▶ Data to examine:
PR #998, opened 2023-03-08
frontend: Always show overridden cluster chooser button

joaquimrocha:
We don't show the default cluster chooser button if only one cluster
is available, but if the button is overridden by a plugin, we
shouldn't make that change.


lijianzhi01:
It works for me. Thanks @joaquimrocha

PR #999, opened 2023-03-09
Disable GPU on ARM Linux

joaquimrocha:
How to test:
- Run the app in a Linux+ARM device: verify that the text is shown


joaquimrocha:
@vbatts has a verified this works on an actual ARM Linux machine. Thanks!

@ashu8912 , can you quickly check the code?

▶ Try it:
What you return must be the lines from the line holding "shouldn't make that change." through the final line of the material, word for word, and nothing more.

▶ Completed exercise:
shouldn't make that change.


lijianzhi01:
It works for me. Thanks @joaquimrocha

PR #999, opened 2023-03-09
Disable GPU on ARM Linux

joaquimrocha:
How to test:
- Run the app in a Linux+ARM device: verify that the text is shown


joaquimrocha:
@vbatts has a verified this works on an actual ARM Linux machine. Thanks!

@ashu8912 , can you quickly check the code?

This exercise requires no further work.